As in hierarchical designs, constraining the allocation at a level only has an impact on the immediately adjacent levels. The constrained optimal allocations in nonadjacent levels are the same as the corresponding unconstrained optimal allocations. For levels that are affected by the constraint, the constrained optimal allocation is a decreasing function of the value of the constraint and the constrained optimal allocation equals the unconstrained optimal allocation only when the value of the constraint equals the unconstrained optimal allocation for the level being constrained.

Obtaining Intraclass Correlations for Optimal Design

The use of optimal allocation methods described in this article requires access to information on intraclass correlations and evidence about variance explained by covariates at various levels of the design (which we refer to as design parameters in this section). Because these design parameters are also necessary for power analysis in cluster randomized designs, there has been considerable effort to accumulate data on these parameters. For example, Bloom, Richburg-Hayes, and Black (2007) provided estimates of two-level design parameters based on data from five large urban school districts in the United States. Hedges and Hedberg (2007) provided estimates of two-level design parameters for reading and mathematics achievement in Grades Kindergarten to 12 using data from educational surveys that have U.S. national probability samples. The published data are supplemented by a web archive providing design parameters for subsets of the country by region of the country, achievement level of schools, and ethnic composition of schools. Jacob, Zhu, and Bloom (2010) extended the Bloom et al. database by providing three-level design parameters (students within classrooms within schools) estimated from five large school districts.
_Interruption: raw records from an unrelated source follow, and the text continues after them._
PR #118, opened 2018-11-19
Added implemenations for some FStar.Int.Cast functions.

wintersteiger:
Is there where these functions should go?


s-zanella:
I'm curious about why you need these. KreMLin already extracts `Int.Cast.uint32_to_uint64 x` as `(uint64_t)x`

wintersteiger:
I thought it would do those automatically too, but then I got undefined references. It may be because I defined `let u32_64 = Int.Cast.uint32_to_uint64` just for the shorter name.

wintersteiger:
It does, thanks!

PR #133, opened 2019-03-26
Ctypes bindings generation

msprotz:
Submitted the pull request in the wrong direction. Let's use this pull request @victor-dumitrescu


parser/KLexer.ml
```diff
@@ -1,5 +1,5 @@
 open Ulexing
-open Parser
+open Kparser
```
msprotz: Nit: can we use `KParser` to be more in line with `KList`, etc.?

src/AstToCFlat.ml
```diff
@@ -405,7 +405,7 @@ and mk_expr (env: env) (locals: locals) (e: expr): locals * CF.expr =
 
   | EBufCreate (l, e_init, e_len) ->
       if not (e_init.node = EAny) then
-        Warnings.fatal_error "init node is not any but %a (see SimplifyWasm)\n" pexpr e_init;
+        Warn.fatal_error "init node is not any but %a (see SimplifyWasm)\n" pexpr e_init;
```
msprotz: I don't know if it's feasible but is there a way to use -pack or something for compiler-libs to avoid all those pesky renamings? For instance this: https://opam.ocaml.org/packages/ocaml-compiler-libs/ seems to expose names that don't conflict.

src/GenCtypes.ml
```diff
@@ -0,0 +1,276 @@
...
+
+open Lexing
+open Pprintast
+open Ast_helper
+open Asttypes
+open Location
+open Longident
+
+
+let migration = Versions.migrate Versions.ocaml_405 Versions.ocaml_current
```
msprotz: So we are moving from the current version to the 4.05 AST. Any reason for 4.05? Can we pick something more recent, e.g. 4.08? (I don't have a strong opinion: just wondering.)

src/GenCtypes.ml
```diff
@@ -0,0 +1,276 @@
...
+
+let mk_app e args =
+  Exp.apply e (List.map (fun a -> (Nolabel, a)) args)
+
+let mk_simple_app_decl (name: ident) (typ: ident option) (head: ident)
+  (args: expression list): structure_item =
+  let p = Pat.mk (Ppat_var (mk_sym name)) in
+  let t = Option.map (fun x -> Typ.mk (Ptyp_constr (mk_ident x, []))) typ in
+  let e = mk_app (exp_ident head) args in
+  mk_decl ?t:t p e
```
msprotz: I think you can use shorthand `?t` instead of `?t:t`

src/GenCtypes.ml
```diff
@@ -0,0 +1,276 @@
...
+
+
+(* manipulating identifiers *)
+let mk_unqual_name module_name  n =
+  if KString. starts_with n (module_name ^ "_") then
```
msprotz: nit: spurious space

src/GenCtypes.ml
```diff
@@ -0,0 +1,276 @@
...
+let mk_simple_app_decl (name: ident) (typ: ident option) (head: ident)
+  (args: expression list): structure_item =
+  let p = Pat.mk (Ppat_var (mk_sym name)) in
+  let t = Option.map (fun x -> Typ.mk (Ptyp_constr (mk_ident x, []))) typ in
+  let e = mk_app (exp_ident head) args in
+  mk_decl ?t:t p e
+
+
+(* manipulating identifiers *)
+let mk_unqual_name module_name  n =
```
msprotz: nit: double space

src/GenCtypes.ml
```diff
@@ -0,0 +1,276 @@
...
+  | Struct
+  | Union
+
+let structured_kw = function
+  | Struct -> "structure"
+  | Union -> "union"
+
+let mk_struct_manifest (k: structured) t =
+  let tag = match k with
+   | Struct -> t
```
msprotz: nit: indentation

src/GenCtypes.ml
```diff
@@ -0,0 +1,276 @@
...
+  let tm = mk_struct_manifest k unqual_name in
+  let ctypes_structure =
+    let struct_name = match k with
+      | Struct -> mk_struct_name name
+      | Union -> ""
+    in
+    let t = Typ.mk (Ptyp_constr (mk_ident "typ", [tm])) in
+    let e = mk_app (exp_ident (structured_kw k)) [mk_const struct_name] in
+    let p = Pat.mk (Ppat_var (mk_sym unqual_name)) in
+    mk_decl ?t:(Some t) p e
```
msprotz: nit: shorthand `~t`

src/GenCtypes.ml
```diff
@@ -0,0 +1,276 @@
...
+let build_binding module_name name return_type parameters : structure_item =
+  let func_name = KString.chop name (module_name ^ "_") in
+  let e = build_foreign_exp module_name name return_type parameters in
+  let p = Pat.mk (Ppat_var (mk_sym func_name)) in
+  mk_decl p e
+
+let mk_ctypes_decl module_name (d: decl): structure =
+  match d with
+  | Function (_, _, return_type, name, parameters, _) ->
+      (* Don't generated bindings for projectors and internal names *)
```
msprotz: nit: generate~~d~~

src/GenCtypes.ml
```diff
@@ -0,0 +1,276 @@
...
+      if not (KString.starts_with name (module_name ^ "___proj__")) &&
+         not (KString.starts_with name (module_name ^ "_uu___"))then
+        [build_binding module_name name return_type parameters]
+      else
+        []
+  | Type (name, typ, _) -> begin (* VD: do I need to consider flags here? *)
```
msprotz: No you can safely ignore them. The only one you might possibly be interested in is `Const` but it's a poorly designed feature and no one uses it anyhow

test/ctypes/Makefile
```diff
@@ -0,0 +1,76 @@
...
+
+.PHONY: .FORCE
+.FORCE:
+endif
+
+include .depend
+
+ALL_CHECKED_FILES = $(addsuffix .checked,$(ROOTS))
+
+all: Client.exe
```
msprotz: `all` is not the default target as it does not come first... need to invoke `make all` manually

test/ctypes/Makefile
```diff
@@ -0,0 +1,76 @@
...
+	mkdir -p bindings
+	$(KRML) $(KRML_FLAGS) \
+	  -tmpdir bindings -skip-compilation $(filter %.krml,$^) \
+	  -ccopt -Wno-unused \
+	  -warn-error @4 \
+      -ctypes '$*'
+
+.PHONY: Client.exe
+Client.exe: Lowlevel.bind
+	cc -I /home/victor/github/project-everest/everest/kremlin/include -c -o Lowlevel.o bindings/Lowlevel.c
```
msprotz: use `../../include` instead

test/ctypes/Makefile
```diff
@@ -0,0 +1,76 @@
...
+	ocamlfind ocamlopt -I bindings -linkpkg -package ctypes,ctypes.foreign,ctypes.stubs -cclib -Wl,-E -cclib Lowlevel.o bindings/Lowlevel_bindings.ml bindings/Gen_stubs.ml -o bindings/Gen_stubs.exe
```
msprotz: `-E` seems to be linux-only

test/ctypes/Makefile
```diff
@@ -0,0 +1,76 @@
...
+	./bindings/Gen_stubs.exe
+	cc -I /home/victor/github/project-everest/everest/kremlin/include -I bindings -I $(CTYPES) -c -o Lowlevel_c_stubs.o bindings/Lowlevel_c_stubs.c
```
msprotz: use `ocamlopt` instead of `cc`(or actually, `$(CC)`) since it will invoke i) the right `cc` that is suitable for your toolchain and will also pass the include paths to the ocaml compiler internals (this fixed it on my machine)

test/ctypes/Makefile
```diff
@@ -0,0 +1,76 @@
...
+	ocamlfind ocamlopt -I bindings -linkpkg -package ctypes,ctypes.foreign -cclib -Wl,-E -cclib Lowlevel.o Lowlevel_c_stubs.o bindings/Lowlevel_bindings.ml bindings/Lowlevel_stubs.ml Client.ml -o Client.exe #
```
msprotz: this failed for me:
```
File "Client.ml", line 19, characters 38-49:
Error: Unbound type constructor Lowlevel.tr
```

victor-dumitrescu:
I think I tried using this package when I started this but I can't recall why I didn't in the end. I'll give it another go.

From my understanding of how the Ctypes stub generation API works, the bindings need to be declared as part of a functor, which is then passed to the Ctypes functions that generate the actual ML and C bindings at compile time. Is there another way to generate this functor that doesn't involve building abstract syntax, writing it to a file and compiling it? (Would it be feasible to metaprogram this, with something like MetaOCaml?)

src/GenCtypes.ml
victor-dumitrescu: I think it's the other way around. We're building a 4.05 AST which we then migrate to the version we're currently using. I think this could in principle work with any version, when I chose 4.05 (both here and in F*) it was because I thought it's the lowest supported version (looking at the README now I see that 4.04 is actually also supported?)

src/GenCtypes.ml
```diff
@@ -0,0 +1,280 @@
...
+  | Union
+
+let structured_kw = function
+  | Struct -> "structure"
+  | Union -> "union"
+
+let mk_struct_manifest (k: structured) t =
+  let tag = match k with
+    | Struct -> t
+    | Union -> "anonymous" (* unions only ever appear as anonymous fields in structs *)
```
msprotz: might be controlled by -fno-anonymous-unions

More recently, the development of U.S. state longitudinal data systems (currently in 46 of the 50 U.S. states) has provided a new opportunity to develop estimates of multilevel design parameters. Hedges and Hedberg (in press) have developed a new web resource that provides three- and four-level (students within classes within schools within school districts) design parameters based on state longitudinal data. The database currently includes estimates of design parameters for 11 U.S. states, but additional states are being added as data become available (http://www.ipr.northwestern.edu/research-areas/designparameters/stateva.html). Moreover, the project is providing software and training, so that states can develop the capacity to produce design parameters themselves on a regular basis and make them available to researchers as part of their data system. This research has found different patterns of school- and district-level intraclass correlations in different states. In some states (like Arkansas, Florida, and Kentucky), they find a pattern of relatively small district-level intraclass correlations (e.g., ρ₃ = 0.01–0.04) and larger school within-district intraclass correlations (e.g., ρ₂ = 0.11–0.24), while in other states (like Arizona and Massachusetts) the school- and district-level intraclass correlations are approximately equal (e.g., ρ₂ = ρ₃ = 0.11).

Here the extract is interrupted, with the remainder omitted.